‘Biblically-Based’ Financial Firm Ordered to Pay Civil Penalties

By Kim Roberts
ambassador advisors bernie bostwick
Ambassador Advisors president Bernie Bostwick speaks at a company event in December 2019 in Spring Garden Township, Pennsylvania. (Photo via Facebook)

A federal court has ordered Ambassador Advisors, a “biblically-based” financial advisory firm, to pay over $2 million in fines for failing to act in the best interests of its clients and instead enriching itself.

U.S. District Judge for the Eastern District of Pennsylvania John Gallagher ordered Ambassador—based in Lancaster, Pennsylvania—and its principals to pay civil penalties, pre-judgment interest, and disgorgement. Disgorgement refers to the repayment of “ill-gotten gains.”

The firm also was required to remove misleading statements from its website, which it has done, and to send clarifying notices to its clients.

The firm published a statement online, stating it “vehemently disagrees” with and is “extremely disappointed” in the court’s decision.

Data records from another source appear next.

PR #80, opened 2018-04-09
ENH: increase bits of trigger data delay

YannickDieter:
This will increase the number of bits for `TRIGGER_DATA_DELAY` from 4 to 8 bit in order to be able to set the correct trigger data delay for faster clocks.


YannickDieter:
Has anybody an idea why travis fails? Is it possible to restart the build? It looks like it is due to some travis problems and not due to my added code.

YannickDieter:
Thank you!

PR #82, opened 2018-04-24
SiTCP improvements

laborleben:
- Reducing issues with UDP socket
- Retry send and recv on failure
- Set sockets to blocking (use select instead)
- Set UDP recv buffsize to expected value
- Use message ID for UDP messages
- Adding tcp_to_bus.v module (support both, UDP writing/reading and TCP writing to/from BUS)
- Adding tcp_to_bus support to SiTcp transfer layer
- Increase write speed by 50% when using tcp_to_bus
- Update ```test_eth.py``` script

This update is addressing the following issues:
- Use select to check whether the socket is ready to send or receive data (this was not the case before)
- The UDP message was successfully sent but not received (return message missing) -> resend message
- The UDP message was successfully sent but received wrong return message (message is a clone from one of the previous return messages, message was sent twice by SiTCP) -> read one more time
- The UDP interface becomes busy for several seconds -> retry sending message
- Check for pending messages before send and after recv, check message ID, and give warning message

The update is NOT addressing the following issues:
- Message and return message are OK, but reading back register gives wrong value -> **rare**
- The message was successfully sent but the return message never arrived -> resend message
(this is especially critically in case of a "start FSM" register) -> **very rare**
- Duplicate, missing and out of order packages are generally not handled correctly because message ID is not available in FPGA.

Solution:
Use tcp_to_bus.
```
transfer_layer:
  - name  : ETH
    type  : SiTcp
    init:
        ip : "192.168.10.16"
        udp_port : 4660
        tcp_port : 24
        tcp_connection : True
        tcp_to_bus : True
```

### DIFF
--- a/basil/HL/sitcp_fifo.py
+++ b/basil/HL/sitcp_fifo.py
@@ -4,6 +4,9 @@
 # SiLab, Institute of Physics, University of Bonn
 # ------------------------------------------------------------
 #
+import struct
+import array
+
 import numpy as np
 
 from basil.HL.HardwareLayer import HardwareLayer
@@ -56,7 +59,7 @@ class sitcp_fifo(HardwareLayer):
             super(sitcp_fifo, self).__setattr__(name, value)
 
     def get_data(self):
-        ''' Reading data from SiTCP FIFO.
+        ''' Reading data from SiTCP FIFO (via TCP).
 
         Returns
         -------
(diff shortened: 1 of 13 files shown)


themperek:
Can you use logger instead for logging?

themperek:
Would it be possible to integrate the test_eth into: https://github.com/SiLab-Bonn/basil/tree/development/examples/mmc3_eth (because this is under CI)

laborleben:
Done and works!

PR #87, opened 2018-06-29
ENH: allow sharing of fast trigger with other tdc modules

YannickDieter:
This allows to share the fast sampled trigger signal (in case of `FAST_TRIGGER=1`) with other TDC modules by setting the `BROADCAST` parameter.


YannickDieter:
Yes sure :)

YannickDieter:
Do we want to have a unit test for the broadcasting, I think it would be nice.
I can test if all tdc module measures the same result when using one common trigger and the same TDc signal.

YannickDieter:
Can we merge?

laborleben:
What is the outcome of the test that you proposed?

YannickDieter:
Ah.. yes. I see, this was the missing part, I forgot. I will add a test.

YannickDieter:
I pushed a test for tdc broadcasting. If you are fine with that you can merge.

YannickDieter:
I pushed a test for tdc broadcasting. If you are fine with that you can merge.

YannickDieter:
I added a test for tdc broadcasting. If you are fine with this you can merge.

Ambassador added it will focus all its “time and attention on serving our clients in this time of market turmoil.”

Founded by Robert Kauffman in 1990, Ambassador Advisors says its mission is “[t]o support and promote Biblical stewardship through appropriate financial planning, estate strategies, and money management services for the benefit of nonprofits, charities, individual donors, and investors.”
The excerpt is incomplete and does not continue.